1 RTD Temp Increase while 5 kept constant

1 RTD Temp Increase while 5 kept constant

From our siemens motor rated: 660V,900kw, 3Phase, 1492RPM, Ta: -20...+40 degree Celsius, I'm observing that one of the RTD (i.e., 5) Temperature is always increasing and
triggers alarm everyday while the 5 other RTDs gives nominal reading. At one occasion, the motor trips when RTD 5 exceed 130degrees celcius. The alarm limit is set at 120-degree Celsius while trip level is at 130 degrees celcius.
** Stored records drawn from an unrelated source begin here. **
PR #545, opened 2017-12-28
HTTP endpoint enhancement - POST /tx

velzevur:
[Pivotal story](https://www.pivotaltracker.com/story/show/153780309)
Added some checks for data validity for incoming txs (inter node communication).
Handled similar case in operationId `GetBlockByHash`

### DIFF
--- a/apps/aehttp/priv/swagger.json
+++ b/apps/aehttp/priv/swagger.json
@@ -128,6 +128,12 @@
               "$ref" : "#/definitions/Block"
             }
           },
+          "400" : {
+            "description" : "Invalid hash",
+            "schema" : {
+              "$ref" : "#/definitions/Error"
+            }
+          },
           "404" : {
             "description" : "Block not found",
             "schema" : {
@@ -183,7 +189,19 @@
           "schema" : {
             "$ref" : "#/definitions/Tx"
           }
-        } ]
+        } ],
+        "responses" : {
+          "200" : {
+            "description" : "Successful operation"
+          },
+          "400" : {
+            "description" : "Invalid transaction",
+            "schema" : {
+              "$ref" : "#/definitions/Error"
+            }
+          }
+        },
+        "security" : [ ]
       }
     },
     "/transactions" : {
--- a/apps/aehttp/src/aehttp_dispatch_ext.erl
+++ b/apps/aehttp/src/aehttp_dispatch_ext.erl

Need your help, can anyone explain the cause and what's the possible solution I can do to save the motor in the future?
the motor is F Class (155 degrees Celsius).


RE: 1 RTD Temp Increase while 5 kept constant

Are the cooling passages through the core clear?
Blocked cooling or a faulty RTD. (or RTD wiring)

Ohm's law
Not just a good idea;
It's the LAW!

RE: 1 RTD Temp Increase while 5 kept constant

Hi Waross, yes the cooling passage is fine, we checked and nothing wrong with it.
I suspected to be faulty RTD but still unsure what really causing it.

RE: 1 RTD Temp Increase while 5 kept constant

How high is measured temperature on other sensors .If is diference is big probably RTD is bad .

RE: 1 RTD Temp Increase while 5 kept constant

Hi Pante, its about 10 to 15degress Celsius difference in normal operating condition.

RE: 1 RTD Temp Increase while 5 kept constant

Mr. C. Richard (Electrical)(OP)6 Aug 23 03:52
"....From our motor .....I'm observing that one of the RTD (i.e., 5) Temperature is always increasing and triggers alarm everyday while the 5 other RTDs gives nominal reading...."
I have the following opinion for your consideration.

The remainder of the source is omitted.